Because I don’t know where you are–
   I send you a letter of tree leaves

I heard this morning harmonizing
   like emerald waves above a pond.

I send you John Coltrane,
   who locked himself in a room of amethyst

for days with no food or mercy to write
   A Love Supreme

We destroy ourselves for splendor–
   emerging from the buried deep

like cicada song to mate & disappear again.
   Today, I will not be bitter

about this holiday or the Facebook posts.
   No, today I send you a roofless church,

a grotto with fuzzy moss & trickling water
   that sounds like wet piano keys.

Please know–I’ve made good with my life.
   With or without you, I know how to kneel

before imperfect men.
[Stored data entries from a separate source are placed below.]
Issue #2575, opened 2021-02-19
Please add windows support for tmux


soroshsabz:
ITNOA

I think it is very good and useful for windows community to add support windows for tmux, and tmux can run directly on PowerShell in windows.

How we can help you for doing this?

nicm:
This is unlikely to happen, the Windows terminal is just too different. Also see https://github.com/tmux/tmux/issues/2368

nicm:
I suppose we could do it without ANSI escape sequences, but it would not be easy.

krader1961:
Note that the Windows 10 console has support for ANSI escape sequences; although, it has to be enabled by calling SetConsoleMode() with the ENABLE_VIRTUAL_TERMINAL_PROCESSING flag. See https://docs.microsoft.com/en-us/windows/console/setconsolemode as well as numerous StackOverflow questions on this topic. The [Elvish shell](https://elv.sh) enables that mode to produce styled output without having to otherwise know anything about MS Windows. There are, of course, other quirks such as a different signal handling model that may be problematic for tmux.

In short, it's probably possible to make a native Windows 10 version of tmux, without littering the code with lots of `#if WIN32` directives, but it will have some limitations. Such as not being able to dynamically enable/disable tracing via SIGUSR2. It's also wholly impractical to support older versions of MS Windows.

soroshsabz:
I think Windows 10 support is just enough. 😊

skyline75489:
As @krader1961 pointed out, Windows console now supports VT sequences just as normal Linux terminals. And there's the brand new [Windows Terminal](https://github.com/microsoft/terminal) as a replacement to conhost.exe to improve the overall console experience on Windows. You can use a large amount of ANSI escape sequences and it would work as expected, if you set the `ENABLE_VIRTUAL_TERMINAL_PROCESSING` flag.

The major thing stopping tmux from being available on Windows is that tmux depends on ncurses, which does not have Windows support, for now. @nicm I'd like to purpose reopening this issue.

nicm:
Are you going to work on it? If so then feel free to ask me questions, I will reopen the issue when things are clearly moving.

skyline75489:
I might give it a try to see if it's possible to create an MinGW build of tmux. I'm an outside contributor of Windows Terminal so I know it's possible to have tmux on Windows and I'd personally love to see it happen.

nicm:
[...]

PR #2582, opened 2021-02-24
Organize a bunch of headers into compat.h

skyline75489:
Supports #2575

### DIFF
--- a/client.c
+++ b/client.c
@@ -17,9 +17,6 @@
  */
 
 #include <sys/types.h>
-#include <sys/socket.h>
-#include <sys/un.h>
-#include <sys/wait.h>
 #include <sys/file.h>
 
 #include <errno.h>
--- a/client.c
+++ b/client.c
@@ -18,7 +18,6 @@
 
 #include <sys/types.h>
 #include <sys/socket.h>
-#include <sys/uio.h>
 #include <sys/un.h>
 #include <sys/wait.h>
 #include <sys/file.h>
--- a/cmd-find.c
+++ b/cmd-find.c
@@ -18,7 +18,6 @@
 
 #include <sys/types.h>
 
-#include <fnmatch.h>
 #include <limits.h>
 #include <stdlib.h>
 #include <string.h>
--- a/cmd-if-shell.c
+++ b/cmd-if-shell.c
@@ -18,7 +18,6 @@
  */
 
 #include <sys/types.h>
-#include <sys/wait.h>
 
 #include <stdlib.h>
 #include <string.h>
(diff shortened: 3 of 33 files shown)


skyline75489:
@nicm How do like the approach of this PR? Believe me I hate `#ifdef` just as much as you do. We probably still gonna have them but I'll try limit the usage of `#ifdef` to the minimum.

nicm:
I think you should make `compat-win32.h` for the structs and whatnot.

I don't mind moving headers about if necessary but I won't do it until you have something working and we can see what it looks like.

skyline75489:
Well I have to be honest, there's a loooong way before I can visually have "something working". The code compiles with a bunch of `#ifdef`. Linking still fails, because there's a lot of things need to be ported to Windows.

Overall I think the porting process can be divided into the following steps:

* [X] Make it compile with all the header tweaks. 
* [ ] Port tty related code with ConPTY
* [ ] Port socket related code with WinSock
* [ ] Port event related code with libevent if possible
* [ ] Port everything else
* [ ] Compile & Link should work.
* [ ] It would like 100% crash but let's see how to fix them
* [ ] Fix a lot of things that does not work
* [ ] Maybe we can make it run if nothing blocks it

 It's like my day 2 of the porting process, so I think I can call it a day by just passing the compilation.

skyline75489:
Having `compat-win32.h` is good idea. Will do. 

My local repo is a mess (but hey, it compiles), so I just picked the header changes here.

nicm:
Yes I'm sure it will need a lot of tidying to be finished, do feel free to feed back smaller changes if they are improvements for all platforms but I don't want to do all these header changes or start adding `#ifdef WIN32` right now. Thanks

skyline75489:
Would it be OK if I still do the imports organizing, which is in fact "improvement for all platforms"? I found some imports should be decided by `compat.h` for better compatibility. If it's cool with u, I'll drop the win32 things in this PR and only leave the reorganizing .

nicm:
What do you mean imports?

skyline75489:
I mean `#includes`. Sorry, wrong language (`#Objective-C`). Pretty must just to have most Linux headers in `compat.h`, and drop the Win32 things

nicm:
I don't want to move them all about at the moment, they are fine as they are for every Unix platform.

I meant more if you have to move code around or add helper functions or anything that can apply to any platform, rather than stuff that is only needed for Windows.

We can move the includes around pretty easily later and it would be a good first step but I'd like to wait until you have something a bit further along.

skyline75489:
That's very fair. Thanks for the feedback. I'll close this for now.

nicm:
Great thanks, let me know if you run into any problems or have any questions. If you get it building and working I can take a look and we can work out how best to tidy it up to merge it at that point.

PR #2589, opened 2021-02-28
Add conditional check for del_curterm

skyline75489:
The same check exists in line 530:

https://github.com/tmux/tmux/blob/ba9f89c44e3294284493178fb34f864aafb399cd/tty-term.c#L530

### DIFF
--- a/tty-term.c
+++ b/tty-term.c
@@ -695,7 +695,10 @@ tty_term_read_list(const char *name, int fd, char ***caps, u_int *ncaps,
 		(*ncaps)++;
 	}
 
+#if !defined(NCURSES_VERSION_MAJOR) || NCURSES_VERSION_MAJOR > 5 || \
+    (NCURSES_VERSION_MAJOR == 5 && NCURSES_VERSION_MINOR > 6)
 	del_curterm(cur_term);
+#endif
 	return (0);
 }
 


ThomasDickey:
which terminfo implementation (for which tmux actually works) lacks `del_curterm`?

nicm:
I think was added because del_curterm crashed on some old ncurses (maybe only on Solaris?), and it was never worth figuring out why. But why do you need it?

ThomasDickey:
Offhand, it's used for freeing memory that's no longer needed.    ncurses 5.6 predates tmux by a few years, anyway.

nicm:
No I meant why did @skyline75489 need to add the conditionals.

ThomasDickey:
That was essentially my question :-)

skyline75489:
Well I do not have del_curterm on Windows so I need the check to remove it.

skyline75489:
Actually the entire terminfo database is not available on Windows but that's another issue. 

I figured this is a missing check for other platforms, too. So I added it here. But if it's not really needed， feel free to ignore this PR.

nicm:
For Windows without terminfo you will need to add compat versions of setupterm/del_curterm/tigetstr/etc that work from a fixed terminfo (`ansi` I expect).

nicm:
Yes we should either add this ifdef or remove the other one, I'll take a look during the week.

nicm:
If you can work out how to do without SCM_RIGHTS then terminfo is not a big problem.

nicm:
The first del_curterm should have been removed and there is no harm in adding the ifdefs for the others. Thanks!

PR #2599, opened 2021-03-05
Use evutil_* for socket operation

skyline75489:
This is the first step towards socket operation compatibility on Win32.

It should have no effect on *nix OSes.

### DIFF
--- a/client.c
+++ b/client.c
@@ -59,7 +59,7 @@ static struct client_files client_files = RB_INITIALIZER(&client_files);
 
 static __dead void	 client_exec(const char *,const char *);
 static int		 client_get_lock(char *);
-static int		 client_connect(struct event_base *, const char *,
+static evutil_socket_t  client_connect(struct event_base *, const char *,
 			     uint64_t);
 static void		 client_send_identify(const char *, const char *,
 			     char **, u_int, const char *, int);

I know this pond can carry
   cold morning skin like blue blue notes

pressed from warm saxophone buttons for:
   Acknowledgment, Resolutions, Pursuance, & Psalm.

Dear father, I hope you know that I can love
   the absence of a thing even more than

the thing itself. That I can have one day a year
   that doesn’t beat like the rest.

& friends, don’t ever wish to be me.
   You don’t want this sunless song.

There is no number in my phone to call
   There is no home with his face I remember,

just a place called Nowhere & this is where
   I find & lose him like a savior.

The sound of rain outlives us

This gorgeously layered Li-Young Lee (1957-) poem felt right for this rainy day in a draught-stricken landscape, in any landscape really.

lylee

“Water”

The sound of 36 pines side by side surrounding
the yard and swaying all night like individual hymns is the sound
of water, which is the oldest sound,
the first sound we forgot.

At the ocean
my brother stands in water
to his knees, his chest bare, hard, his arm
thick and muscular. He is no swimmer.
In water
my sister is no longer
lonely. Her right leg is crooked and smaller
than her left, but she swims straight.
Her whole body is a glimmering fish.

Water is my father’s life-sign.
Son of water who’ll die by water,
the element which rules his life shall take it.
After being told so by a wise man in Shantung,
after almost drowning twice,
he avoided water. But the sign of water
is a flowing sign, going where its children go.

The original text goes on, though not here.